As widely commercialized personal wristbands that count our footsteps and monitor our sleeping patterns gradually gain a cultural foothold, some materials scientists are forging a new future for wearable bio-diagnostics through the clever application of nanotechnology. Industrial nanotechnology already enables wide-scale production of complex and useful tools (accelerometers in wristbands, for example), but seamless integration of such tools with the human body, an attractive prospect, is ripe with challenges. For example, brittle nanostructures at the heart of most electronics often require rigid encasements (e.g., metals or hard plastics) as protection from moisture and mechanical stress. This can make such structures uncomfortable bedfellows with the squishy, sweaty skin of the human body. Requisite physical robustness often amounts to sacrifices in ideal features for smart medical devices, such as robust electronic performance during long-term intimate skin contact.

Can sensing, responsiveness, and comfort be integrated into a single wearable device? A team of researchers based at Seoul National University in South Korea, along with collaborators at the University of Texas–Austin and flexible electronics company MC10 (based in Cambridge, Mass.), would surely say yes, having made an important recent contribution to body-tailored wearable electronics. Lead author D. Son of Korea and colleagues report their findings in the May issue of Nature Nanotechnology (DOI: 10.1038/nnano.2014.38; p. 397).

In an advance over previous systems, the researchers report construction of a resistive random access memory (RRAM) device that is integrated into a wearable polymer (hydrocolloid) patch for potential diagnostics and drug delivery applications. The device maintains its memory functionality when immersed in an aqueous buffer and also when stretched up to 25% strain. This flexible functionality is due in part to the use of thin serpentines as an important structural design feature (see Figure).

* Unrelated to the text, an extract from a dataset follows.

Issue #2790, opened 2023-10-10
Tracking issue: Discovery API


coszio:
To track the development of a new type of search: discovery. This issue will be updated when there are updates

## Tasks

A schematic overview of a wearable diagnostic and drug-delivering device. RRAM is resistive random access memory. Reproduced with permission from Nature Nanotech. 9 (2014), DOI: 10.1038/nnano.2014.38; p. 397. © 2014 Macmillan Publishers Ltd.

A key material component of the memory system is comprised of gold nanoparticles that are laid down neatly, a monolayer at a time, using Langmuir–Blodgett assembly. This assembly step is performed at a fabrication midway point, ultimately resulting in a nanoparticle sandwich, with nanomembranes of TiO₂ and Al on either side of the gold layer. A polymer further sandwiches the mineral layers to afford mechanical symmetry while enabling device lift-off from a Si substrate. The gold nanoparticle layer reduces current through the oxide at a given voltage applied to the metal, thereby yielding enhanced power efficiency of the skin-adhering resistive memory system.

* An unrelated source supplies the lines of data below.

PR #2869, opened 2023-10-24
Hnsw parallel build accuracy

generall:
This PR contains several fixes for the HNSW parallel index building process

related to: https://discord.com/channels/907569970500743200/1164130123868557392

> We have been bnechmarking recall@1 of qdrant HNSW index using 60K, 100K and 1M 1024-dimensional embeddings.
Within each benchmarking process we have been waiting for collection status to turn 'green' before running the search.
After comparing the results for different HNSW parameters (M, ef_construct, ef_search), we have discovered that the parameter 'M' works in a very unexpected way (the lower the better).
We have reproduced the same experiment for FAISS HNSW index and got the expected results for 'M' (the higher the better) with higher recall@1 values.
Shortly after, we have discovered that the problem with qdrant HNSW recall was caused by small number of unindexed vectors.
Despite that the collection status has turned 'green', we've had around 2k unindexed vectors from a total of 90k, which was the cause of drastic change in our metrics.
We have found that we can change this behaviour by switching the indexing_threshold_kb in IndexingOptimizer such that it waits for all vectors to be indexed.
In our case this change had a significant impact on our metrics, especially results for 'M' parameter and 10% higher recall@1 values (despite only ~3% change in the number of indexed vectors).
We understand that the default value of this threshold has been set to compromise index build time and searching recall, however the drop in recall metrics is significant 
and we want to ask if this behaviour is proper for the index and are there any good practices that you could recommend for getting high search recall@1 value while having reasonable index build time.
I am adding two charts to this message to give a better visualization of the problem. Both represent recall@1 values for hnsw index with ef_construct=64. 
The one with present m=8 is the one with ~3% unindexed vectors, the one without m=8 is the one with all vectors indexed.

What we discovered during investigation:

- Sometime during parallel build of HNSW it might create disconnected sub-graphs, which leads to poor search accuracy, even with very high EF value.
- The disconnection effect is observed almost always, but the size of the effect varies between runs
- Effect disappears if: single thread is used, or only one hnsw level is used

Hypothesis:

During the parallel indexing, it was possible, the under-constructed point was used as an entry point on N-1 level.
Which led to incorrect linking for some fraction of points. If those points happened to be closer to original entry point - the large chunk of the graph became disconnected.

What this PR does:

- Introduce test for HNSW graph connectivity in case of parallel building
- Introduce a new check o index building stage: allow to traverse only those points, which are completely constructed by other threads
- Introduce initial building of first `K=512` points with single threaded  builder to improve initial spread of points and ensure warm start for parallel building process

### DIFF
--- a/lib/segment/src/index/hnsw_index/entry_points.rs
+++ b/lib/segment/src/index/hnsw_index/entry_points.rs
@@ -37,11 +37,6 @@ impl EntryPoints {
             extra_entry_points: FixedLengthPriorityQueue::new(extra_entry_points),
         }
     }
-
-    pub fn iterator(&self) -> impl Iterator<Item = &EntryPoint> {
-        self.entry_points.iter()
-    }
-
     pub fn merge_from_other(&mut self, mut other: EntryPoints) {
         self.entry_points.append(&mut other.entry_points);
         // Do not merge `extra_entry_points` to prevent duplications
--- a/lib/segment/src/index/hnsw_index/entry_points.rs
+++ b/lib/segment/src/index/hnsw_index/entry_points.rs
@@ -38,6 +38,10 @@ impl EntryPoints {
         }
     }
 
+    pub fn iterator(&self) -> impl Iterator<Item = &EntryPoint> {
+        self.entry_points.iter()
+    }
+
     pub fn merge_from_other(&mut self, mut other: EntryPoints) {
         self.entry_points.append(&mut other.entry_points);
         // Do not merge `extra_entry_points` to prevent duplications
--- a/lib/segment/src/index/hnsw_index/graph_layers_builder.rs
+++ b/lib/segment/src/index/hnsw_index/graph_layers_builder.rs
@@ -894,7 +894,7 @@ mod tests {
             GraphLayersBuilder::connect_new_point(&mut links, id, 0, level_m, scorer)
         }
         let mut result = Vec::new();
-        graph_layers_builder.links_map(0, 0, |link| result.push(link));
+        graph_layers_builder.links_layers[0][0].read().iter().for_each(|x| result.push(*x));
         assert_eq!(&result, &vec![1, 2, 3, 4, 5, 6]);
     }
 }
--- a/lib/segment/src/index/hnsw_index/graph_layers_builder.rs
+++ b/lib/segment/src/index/hnsw_index/graph_layers_builder.rs
@@ -282,6 +282,7 @@ impl GraphLayersBuilder {
         result_list
     }
 
+    #[allow(dead_code)]
     fn search_existing_point_on_level(
         &self,
         level_entry: ScoredPointOffset,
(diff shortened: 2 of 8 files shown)


generall:
There is, however, slight performance reduction during indexing, which is to be expected:

```
Indexing time


old 50k

m: 16

26.225863178 - 21.458603293 = 4.76726
60.845421938 - 57.025841127 = 3.819580811

m: 32
55.255734155 - 51.444479446 = 3.811254709
12.748021045 - 8.767797220 = 3.980223825 

m: 64
28.977501937 - 25.491052888 = 3.486449049
23.317064256 - 20.005943829 = 3.311120427

new 50k

m: 16
56.869508763 - 52.745561647 = 4.123947116
53.037147406 - 48.920342120 = 4.116805286

m: 32
38.028887134 - 34.001564295 = 4.027322839
52.900207227 - 49.201557128 = 3.698650099


m: 64
20.122459039 - 16.364955756 = 3.757503283
55.910761077 - 52.180513751 = 3.730247326


-----

1M segment, old 
    48:16.761876464 -
    42:50.662556577 
    =
    5:26.099319887

1M segment, new
    38:09.985085651 -
    32:32.850728207
    =
    5:37.134357444
```

Or about 3%

lib/segment/src/index/hnsw_index/graph_layers_builder.rs
```diff
@@ -365,29 +376,51 @@ impl GraphLayersBuilder {
...
-                            Self::select_candidates_with_heuristic(nearest_points, level_m, scorer);
-                        self.links_layers[point_id as usize][curr_level]
-                            .write()
-                            .clone_from(&selected_nearest);
+                        let selected_nearest = {
+                            let mut existing_links =
+                                self.links_layers[point_id as usize][curr_level].write();
+                            {
+                                let ready_list = self.ready_list.read();
+                                for &existing_link in existing_links.iter() {
```
IvanPleshkov, line 404: This logic of existing links was moved from `search_existing_point_on_level`. You may copy this logic for non-heuristic case too

lib/segment/src/index/hnsw_index/entry_points.rs
```diff
@@ -38,6 +38,10 @@ impl EntryPoints {
         }
     }
 
+    pub fn iterator(&self) -> impl Iterator<Item = &EntryPoint> {
```
IvanPleshkov, line 41: This function is not needed, no any reference to it

IvanPleshkov (changes requested):
Looks good. Request change because of non-heuristic case: it seems `existing_links` check has to be added

lib/segment/src/index/hnsw_index/graph_layers_builder.rs
```diff
@@ -422,7 +426,7 @@ impl GraphLayersBuilder {
                             }
                         }
                     } else {
-                        for nearest_point in &nearest_points {
+                        for nearest_point in &search_context.nearest {
```
IvanPleshkov, line 429:
```suggestion
                        {
                            let mut existing_links =
                                    self.links_layers[point_id as usize][curr_level].write();
                            let ready_list = self.ready_list.read();
                            for &existing_link in existing_links.iter() {
                                if !visited_list.check(existing_link)
                                    && ready_list[existing_link as usize]
                                {
                                    search_context.process_candidate(ScoredPointOffset {
                                        idx: existing_link,
                                        score: points_scorer.score_point(existing_link),
                                    });
                                }
                            }
                        }
                        let mut nearest = search_context.nearest;
                        for nearest_point in &search_context.nearest {
```

IvanPleshkov (approved):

In addition to a novel RRAM architecture, the researchers highlight relevant nanocomponents that could be integrated toward achieving a multifunctional wearable device. Signals indicating physiological changes (e.g., muscle contractions), as measured by Si-nanomembrane strain sensors, can be stored in the patch’s RRAM. If a given physiological state is activated (e.g., intense, rapid muscle contractions), the patch can recognize the activity and respond by delivering drug-carrying mesoporous silica nanoparticles into the skin. A simple demonstrated delivery method involves activating a heating element on the multifunctional patch, which drives transdermal silica nanoparticle delivery through thermal diffusion. In this way, the researchers propose the overall wearable system could provide feedback therapy for treatment of muscle disorders.

With such important applications ahead, and with promising demonstrations at hand, further development of the technology awaits the introduction of battery and signal processing capabilities into a wearable format as well. Based on this recent study, though, future progress of wearable electronics is bound to be memorable.